Much light by HQI, a good soil and a complete fertilization: good bases are needed!

Then, it is necessary of course to cut the plants "by the top" to make them denser and to create packages also compact, and not to hesitate to plant very packed.


----------



## Kookaburra (May 11, 2006)

This tank is select to be in the "VIP Guest Gallery" on http://www.cau-aqua.net

http://www.cau-aqua.net/index.php?option=com_zoom&Itemid=29&catid=160

Enjoy :biggrin:


----------



## Leonard (Mar 4, 2007)

Really nice!!!


----------



## lacustris (Jul 21, 2007)

VERY WELL DONE, seems to me you french aquascapers have a lot of knowledge on how to create and keep a very beautiful planted tank..
what is the name of the fish (dwarfcichlid) in the tank??
i still dont get it how people like you are doing this.
is it possible to give youre opinion on my tank problem??
i have a 200cm-50-50cm tank, 377watt of t8 lamps on for 12hours full capacity and 1.5hours at 25watt only.
water ph around 7, kh 7, gh 14.
fertilizing with kno3 and kh2po4 and profito(dutch brand for micros) the bottle says 10ml for 100liter ,
i have added till 4times this amount but i still have some plants that are showing difformaties.
i added some pictures
these plants used to grow well with the same ph,kh,gh values.
javamoss isnt growing at all, holes in vallisneria and saggitaria and potamogeton...
glassy heteranthera zosterofolia.
whats youre opinion and what would you do to make the problem go away.
hope you want to answer
regards
jurgen


----------



## zQ. (Dec 15, 2006)

Thinking of lacking of NPK.


----------



## rs79 (Dec 7, 2004)

Nice Crinicar... err, Dicrossus. Coolest. Cichlid. Ever.


----------



## Kookaburra (May 11, 2006)

rs79 said:


> Nice Crinicar... err, Dicrossus. Coolest. Cichlid. Ever.

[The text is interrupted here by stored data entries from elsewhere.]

PR #3041, opened 2026-01-22
Galaxy Store: Product Caching Improvements

fire-at-will:
### Description
This PR makes two adjustments to the caching logic that the SDK uses to cache Galaxy store products.

#### Bug Fix: Don't Cache Product Promotional Eligibilities
Before this PR, the SDK was caching promotional eligibilities for products, and would never invalidate the cached eligibilities. This could lead to us showing incorrect promotional eligibilities in certain circumstances when the eligibility changes but the products cache hasn't been updated.

This PR changes the SDK's product caching logic so that the SDK only caches the core product data (the `ProductVo`s received from the SDK), and then each time a product is requested, it recomputes the promotional eligibility for all requested products.

#### Optimization: Only Request Uncached Products
When a request was made for a mix of cached and uncached products, the SDK would ignore the cache and re-fetch all products from the Samsung SDK. This resulted in unnecessary overhead when requesting products. 

This PR updates the product fetching logic so that the SDK only requests the missing (uncached) products from the Samsung SDK. Once the uncached products are retrieved from the Samsung SDK, the code returns the fetched products along with the cached ones.

### DIFF
--- a/feature/galaxy/src/main/kotlin/com/revenuecat/purchases/galaxy/handler/ProductDataHandler.kt
+++ b/feature/galaxy/src/main/kotlin/com/revenuecat/purchases/galaxy/handler/ProductDataHandler.kt
@@ -21,7 +21,6 @@ import com.samsung.android.sdk.iap.lib.vo.ErrorVo
 import com.samsung.android.sdk.iap.lib.vo.ProductVo
 import com.samsung.android.sdk.iap.lib.vo.PromotionEligibilityVo
 import java.util.ArrayList
-import java.util.LinkedHashMap
 
 @OptIn(InternalRevenueCatAPI::class)
 internal class ProductDataHandler(
@@ -36,7 +35,6 @@ internal class ProductDataHandler(
     private data class Request(
         val productIds: Set<String>,
         val productType: ProductType,
-        val cachedProducts: List<StoreProduct>,
         val onReceive: StoreProductsCallback,
         val onError: PurchasesErrorCallback,
     )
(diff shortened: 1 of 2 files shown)


feature/galaxy/src/main/kotlin/com/revenuecat/purchases/galaxy/handler/ProductDataHandler.kt
```diff
@@ -114,35 +112,19 @@ internal class ProductDataHandler(
     private fun handleSuccessfulProductsResponse(
         products: List<ProductVo?>,
     ) {
-        val nonNullProducts = products.mapNotNull { it }
-        // The serial execution of this call is an extension of the serial execution of the parent
-        // get products request
-        promotionEligibilityResponseListener.getPromotionEligibilities(
```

Yes, it's some Dicrossus filamentosus.

This tank is 95 on the ADA 2007 contest, I'am very happy


----------



## lacustris (Jul 21, 2007)

congrets Kooka!  , not sure you have red my last post??is it possible to give your opinion on it??


----------



## AQUAMX (Jan 24, 2005)

One of the most lush and full aquascapes i have seen.

Beautiful..


----------



## Kookaburra (May 11, 2006)

lacustris said:


> congrets Kooka!  , not sure you have red my last post??is it possible to give your opinion on it??

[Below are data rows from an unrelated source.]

PR #3045, opened 2026-01-23
Add `payload_version` to POST /receipt

tonidero:
### Description
In order to make it easier to track changes in the POST /receipt body and how the backend should handle it, we're introducing a new hardcoded property, that should be bumped when there is any change to requests that might require different handling by the backend.

### DIFF
--- a/purchases/src/main/kotlin/com/revenuecat/purchases/common/Backend.kt
+++ b/purchases/src/main/kotlin/com/revenuecat/purchases/common/Backend.kt
@@ -119,6 +119,12 @@ internal class Backend(
         private const val FETCH_TOKEN = "fetch_token"
         private const val NEW_APP_USER_ID = "new_app_user_id"
 
+        /**
+         * This version should be bumped whenever there is a change to the payload of POST receipt that the backend
+         * may need to handle differently. It should be kept in sync with the iOS SDK.
+         */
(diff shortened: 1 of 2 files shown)


purchases/src/main/kotlin/com/revenuecat/purchases/common/Backend.kt
```diff
@@ -287,6 +293,7 @@ internal class Backend(
             "initiation_source" to initiationSource.postReceiptFieldValue,
             "paywall" to paywallPostReceiptData?.toMap(),
             "sdk_originated" to receiptInfo.sdkOriginated,
+            "payload_version" to POST_RECEIPT_PAYLOAD_VERSION,
```
tonidero, line 296: Note that I'm not caching this in the LocalTransactionMetadata. I felt this belong to the way the POST /receipt is sent at the moment the receipt is currently sent. I think the LocalTransactionMetadata should have its own versioning, and if something changes in the meaning there, it should run through a migration on the `LocalTransactionMetadata` side. Wdyt? I doubted on this a bit TBH

ajpallares: I agree. I was adding it directly to POST /receipt as well, for the same reasons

Ho sorry, I miss your post ...



lacustris said:


> but i still have some plants that are showing difformaties. these plants used to grow well with the same ph,kh,gh values. javamoss isnt growing at all, holes in vallisneria and saggitaria and potamogeton...glassy heteranthera zosterofolia.
> whats youre opinion and what would you do to make the problem go away. hope you want to answer


Considering the color that take your plants, one would say a lack of iron... But it is not easy to know without more details. Did you have open a "topic" where we can speak about it more?


----------



## lacustris (Jul 21, 2007)

Kookaburra said:


> Ho sorry, I miss your post ...
> 
> Considering the color that take your plants, one would say a lack of iron... But it is not easy to know without more details. Did you have open a "topic" where we can speak about it more?


thanks
i will open a topic.


----------



## lacustris (Jul 21, 2007)

lacustris said:


> thanks
> i will open a topic.


i did today


----------



## lacustris (Jul 21, 2007)

some questions about your Fertilization:
- 5 ml of Flourish and FlourishIron (Seachem) twice by week.

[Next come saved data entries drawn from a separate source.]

PR #3047, opened 2026-01-23
Add Galaxy management url for offline entitlements

fire-at-will:
### Description
Adds the Galaxy Store's subscription list URL as the `management_url` for the Galaxy Store, which is used for offline entitlements.

### DIFF
--- a/feature/galaxy/src/main/kotlin/com/revenuecat/purchases/galaxy/handler/ProductDataHandler.kt
+++ b/feature/galaxy/src/main/kotlin/com/revenuecat/purchases/galaxy/handler/ProductDataHandler.kt
@@ -39,9 +39,6 @@ internal class ProductDataHandler(
         val onError: PurchasesErrorCallback,
     )
 
-    @get:Synchronized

dont understand the seachem iron instructions,it says 1cap for 200l to have 0.1mg/l, but it doesnt say how many times.is this once a week or a day.
how do you decide how many you give a week??
- 5 droops of Flora24 (RedSea) per day.

is this allround fertilizer??
- 25 droops of ECA (ADA) 3 times per week.

IS THIS IRON ALSO??

how high do you keep your ironlevels???


----------



## LindaC (Nov 7, 2005)

I am so jealous, your tank in beautiful, I only wish my tank could do half as nicely as yours and I'd be content. Could be that I don't that much time to devote to my tank, oh well, maybe someday.

In the meantime, please keep those photos coming, I really enjoy them!

Linda


----------



## Kookaburra (May 11, 2006)

LindaC said:


> In the meantime, please keep those photos coming, I really enjoy them!
> Linda


Thanks 

My next tank is visible here :
http://www.aquaticplantcentral.com/forumapc/aquascaping/42419-arcanes-kookaburra.html



lacustris said:


> some questions about your Fertilization:
> dont understand the seachem iron instructions,it says 1cap for 200l to have 0.1mg/l, but it doesnt say how many times.is this once a week or a day. how do you decide how many you give a week??


I think it is once a week ... But, I put it twice a week, because of the "Hight Light" in my tank ...



> - 5 droops of Flora24 (RedSea) per day.
> is this allround fertilizer??


No, It a "elements traces" fertiliser, to compensate for the daily consumptions... It is the same thing that Dupla 24...



> - 25 droops of ECA (ADA) 3 times per week.
> IS THIS IRON ALSO??


Yes, I prefer have too much Iron (in differents forms ...) that a lack of Iron in my tank ... And it seems that ECA containts differents thinks like "botanical hormones" (= natural organic acids) ...



> how high do you keep your ironlevels???


I don't know, I do not measure the iron rate in my tanks.... I do it this "feeling"


----------